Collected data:

*****

PR #1052, opened 2024-02-05
Refactoring disk tests to work on COS

sejalsharma-google:
In order to run CIT against COS, we are proposing the following refactoring for the disk tests.

### DIFF
--- a/imagetest/cmd/wrapper/main.go
+++ b/imagetest/cmd/wrapper/main.go
@@ -87,8 +87,7 @@ func main() {
 		log.Fatalf("failed to get metadata _test_package_name: %v", err)
 	}
 
-	// NOTE(sejalsharma): modified the following line "", "image_test".
-	workDir, err := ioutil.TempDir("/etc", "iimage_test")
+	workDir, err := ioutil.TempDir("/etc", "image_test")
 	if err != nil {
 		log.Fatalf("failed to create work dir: %v", err)
 	}
--- a/imagetest/cmd/wrapper/main.go
+++ b/imagetest/cmd/wrapper/main.go
@@ -87,7 +87,8 @@ func main() {
 		log.Fatalf("failed to get metadata _test_package_name: %v", err)
 	}
 
-	workDir, err := ioutil.TempDir("", "image_test")
+	// NOTE(sejalsharma): modified the following line "", "image_test".
+	workDir, err := ioutil.TempDir("/etc", "iimage_test")
 	if err != nil {
 		log.Fatalf("failed to create work dir: %v", err)
 	}
--- a/imagetest/test_suites/disk/disk_resize_test.go
+++ b/imagetest/test_suites/disk/disk_resize_test.go
@@ -16,7 +16,6 @@ import (
 )
 
 const (
-	// NOTE(sejalsharma): modified the following line "/boot-marker".
 	markerFile      = "/var/boot-marker"
 	gb              = 1024.0 * 1024.0 * 1024.0
 	defaultDiskSize = 20
@@ -53,7 +52,6 @@ func TestDiskResize(t *testing.T) {
 }
 
 func getDiskSize() (int64, error) {
-	// NOTE(sejalsharma): / to /var.
 	fstatOut, err := exec.Command("df", "-B1", "--output=size", "/var").CombinedOutput()
 	if err != nil {
 		return 0, fmt.Errorf("df command failed with error %v", err)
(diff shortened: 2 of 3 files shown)


imagetest/test_suites/disk/disk_resize_test.go
```diff
@@ -52,7 +53,8 @@ func TestDiskResize(t *testing.T) {
 }
 
 func getDiskSize() (int64, error) {
-	fstatOut, err := exec.Command("df", "-B1", "--output=size", "/").CombinedOutput()
+	// NOTE(sejalsharma): / to /var.
+	fstatOut, err := exec.Command("df", "-B1", "--output=size", "/var").CombinedOutput()
```
a-crate, line 57: I think this one should still be `/`, since we're measuring disk size instead of writing anything here

imagetest/cmd/wrapper/main.go
```diff
@@ -87,7 +87,8 @@ func main() {
 		log.Fatalf("failed to get metadata _test_package_name: %v", err)
 	}
 
-	workDir, err := ioutil.TempDir("", "image_test")
+	// NOTE(sejalsharma): modified the following line "", "image_test".
+	workDir, err := ioutil.TempDir("/etc", "iimage_test")
```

*****

#### To do:
Lines above that have "func": copy each of them.

#### Task solution:
@@ -87,8 +87,7 @@ func main() {
@@ -87,7 +87,8 @@ func main() {
@@ -53,7 +52,6 @@ func TestDiskResize(t *testing.T) {
 func getDiskSize() (int64, error) {
@@ -52,7 +53,8 @@ func TestDiskResize(t *testing.T) {
 func getDiskSize() (int64, error) {
@@ -87,7 +87,8 @@ func main() {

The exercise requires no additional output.